Our frontal lobes have quite an undertaking. They help us to determine the consequences of our actions – think of Freud’s theory of the id, ego, and superego. Think of the frontal lobe as our ego in this definition. Using our frontal lobes, we make the decision to do or not do something based on the consequence of a particular action. In addition, our frontal lobes help us retain memories long term. Typically these memories are not task-based, like tying our shoes or riding a bike, but relatively emotional in nature.

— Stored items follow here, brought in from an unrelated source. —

Issue #1062, opened 2026-08-14
🐛 Docstring generator parses the code base as C++11 with no include path


marcelwa:
## Summary

The pyfiction docstring generator parses the entire code base as **C++11 with no include path**. This silently drops Doxygen comments, and it is the real reason three separate attempts to replace `static_assert` type checks with `requires` clauses had to be reverted.

Fixing it needs three changes made together — an include path, a pinned libclang, and the standard flag. `-std=c++20` on its own makes things **worse**; that was tried in #1061 and reverted.

## The two defects

`.github/workflows/pyfiction-docstring-generator.yml` invokes:

```
python3 -m pybind11_mkdoc -o ...docstrings.hpp -D FICTION_Z3_SOLVER -D FICTION_ALGLIB_ENABLED `find include/fiction -name "*.hpp" -print`
```

**1. No `-std`, so it parses as C++11.** `read_args()` in `pybind11_mkdoc/mkdoc_lib.py` does:

```python
if not any(it.startswith("-std=") for it in args):
    parameters.append('-std=c++11')
```

A `requires` clause is a syntax error under C++11. It aborts the enclosing declaration list, so every declaration after it loses its Doxygen comment — silently, with a zero exit code. Minimal reproduction, same `clang==15.0.7` pin throughout:

| Header | Flags | Result |
| --- | --- | --- |
| `static_assert` | none (current) | 3 symbols, all documented |
| `requires` | none (current) | **2 symbols lost**, `error: expected ';' at end of declaration list` |
| `requires` | `-std=c++20` | 3 symbols, clean parse |

**2. No `-I include`, so no project include resolves.** Every `#include "fiction/..."` fails. A CI run logs ~130–180 such errors:

```
error: 'fiction/traits.hpp' file not found          (23x)
error: 'fiction/layouts/coordinates.hpp' file not found   (7x)
```

The generator only works today because libclang's error recovery is good enough under C++11. That is the load-bearing part, and it is why the naive fix fails.

## Why `-std=c++20` alone is not the fix

Tried in #1061 (`451e7b2c`), reverted in `f0ddb7a0`:

| Environment | libclang | Docstrings | Unresolved `DOC()` refs |
| --- | --- | --- | --- |
| Local | 22.1.8 | 3283 → **3294** | 4 of 876 (pre-existing) |
| **CI** | runner default | 3292 → **1769** | **422 of 876** |

[...]

PR #1081, opened 2026-08-15
⚡️ Cut compile time, memory, and the CI fleet

marcelwa:
## Description

CI runs regularly exceed two hours, and Debug compiles peak near 4 GB per process. The long-term fix — consolidating layout and network types to get rid of templating — is a rewrite the repo is not ready for. This collects what is available today: include hygiene on the hot path, one template parameter that was carried through ~1900 lines of code that never used it, and a CI topology that built the same thing many times over.

No public API changes.

**On the single-PR shape.** `AGENTS.md` asks for the smallest change and separate PRs for unrelated work. That is deliberately set aside here: every one of these pieces needs a full CI run to validate, and full CI runs are the thing being fixed. Six stacked PRs would mean six serialized multi-hour validation cycles before any of the benefit lands. The commits are separate and reviewable in order.

### How the numbers were measured

Wall time is not reproducible on the measuring host — the governor is `powersave` and core clocks swing between 1.1 and 3.3 GHz, so two identical builds minutes apart differed by 24%. An early measurement showed the `nlohmann/json` removal making the build *slower*, which was pure thermal drift. Everything below is therefore **retired user-space instructions** (`perf stat`) and **peak RSS**, both clock-independent, measured per translation unit single-threaded. GCC 16.1.1, Debug, Z3 + ALGLIB, ccache off.

The eight representative translation units are the two physical-design test TUs, the two CLI physical-design TUs, and four heavy test TUs (`gate_level_layout`, `charge_distribution_surface`, `quickexact`, `dot_drawers`).

### 1. `FICTION_ENABLE_TIME_TRACE`

There was no way to attribute build time to headers or template instantiations, so every attempt at speeding the build up was guesswork. New Clang-only option, off by default, plus ClangBuildAnalyzer instructions in the docs.

### 2. CI topology

Measured on this branch's own green run against `main`'s last green run, summing billable
job minutes:

| workflow | main | this branch |
|---|---|---|
| 🐧 CI | 16 jobs, **815 min** | 9 jobs, **373 min** |
| 🪟 CI | 4 jobs, **293 min** | 2 jobs, **141 min** |
| 🍎 CI | 2 jobs, **88 min** | 1 job, **20 min** |
| 🐍 CI | 4 jobs, **60 min** | removed |
| 🐍 Packaging | 5 jobs, 137 min | 5 jobs, 141 min |
| everything else | 4 jobs, 50 min | 5 jobs, 62 min |
| **total** | **36 jobs, 1443 min** | **23 jobs, 737 min** |

**Roughly half the billable minutes, and a third fewer jobs.** The comparison understates
the steady-state gain if anything: this branch edits headers that nearly everything
includes, so its ccache hit rate was far worse than a typical push to `main`.

Also: experiment binaries compiled per 🐧 run drop from ~1090 to 34.

- The compiler matrix carried g++-11 through 14 and clang++-16 through 20. It now carries the ends of each family plus one point between, with `ubuntu-22.04 × g++-11` as the oldest-supported canary. `docs/getting_started.rst` records the verified set, which it previously did not.
- Experiments are 34 stand-alone paper reproductions that CI never runs, and `ci-common` built all of them in every OS job in both build types. One dedicated 🐧 job now compiles them so they cannot rot.
- 🐍 CI ran `nox -s tests` across five CPythons on four runners — 20 full extension builds — to test what 🐍 Packaging already builds, while the wheels only smoke-tested `from mnt import pyfiction`. The workflow is deleted and the wheels now run the real suite against the repaired wheel via cibuildwheel's `test-sources`/`test-groups`/`test-command`, which is also stronger validation. `nox -s tests` stays as the local entry point.
- ccache was disabled on every `ubuntu-24.04-arm` job over a stale "not supported on ARM yet" comment, leaving the slowest runners permanently cold.
- `FICTION_LIGHTWEIGHT_DEBUG_BUILDS` moves from a hand-passed `-D` in `ubuntu.yml` into the `ci-debug` preset, so macOS, Windows, and CodeQL Debug builds get it too — see the measurement below for why that matters.
- Every build job gets a `timeout-minutes`; none had one, so a hang burned GitHub's six-hour default.
- Drive-bys: the CodeQL ccache key interpolated an undefined `matrix.os`, and 🐍 Packaging's path filter still pointed at `bindings/pyfiction/**`, which has not existed since the bindings were restructured.

### 3. Include hygiene

`gate_level_layout.hpp` included `algorithms/verification/design_rule_violations.hpp` for exactly one line — `friend class detail::gate_level_drvs_impl` — dragging `nlohmann/json.hpp` (~25k lines) plus three `fmt` headers into 28 of the 145 headers under `include/fiction`, and so into effectively every test, CLI, and bindings TU. A forward declaration is all the friend declaration needs; every caller of `gate_level_drvs` already includes the header directly.

`math_utils.hpp` included the vendored `combinations.h` for a single function that four call sites use. Because it sits on the `coordinates.hpp` → `traits.hpp` path, that header reached 113 of 145 fiction headers. The function moved to `fiction/utils/combination_utils.hpp`.

| translation unit | Ginstr | peak RSS |
|---|---|---|
| `test/layouts/gate_level_layout.cpp` | 126.4 → 123.1 | 840 → 770 MiB |
| `test/io/dot_drawers.cpp` | 133.9 → 131.1 | 1124 → 1002 MiB |
| `test/technology/charge_distribution_surface.cpp` | 253.3 → 249.8 | 1394 → 1323 MiB |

In genius brains, it has been revealed via PET and EEG tests that brain organization in the frontal lobes tends to be atypical. The areas of the frontal lobe tend to be more differentiated in the minds of geniuses, making processes in this area more efficient.
The right side of our brain is our creativity center. In addition to things like artistic creativity, this is the intuitive part of our brain. It is where problem solving happens. In genius brains, this part of the brain is also believed to be more honed than in normal brains. It tends to be less compartmentalized in geniuses than in other brains. Picture a swell of liquid running through two particular areas. One of these areas is broken down into compartments, one is wide open. The wide open space can obviously allow the liquid to flow anywhere, and at a much quicker rate, while the compartmentalized space is inhibitive. This explains the relative difference in the right brain of a genius – it is a wide open space where thoughts can flow more effortlessly and are stifled far less by neural partitions.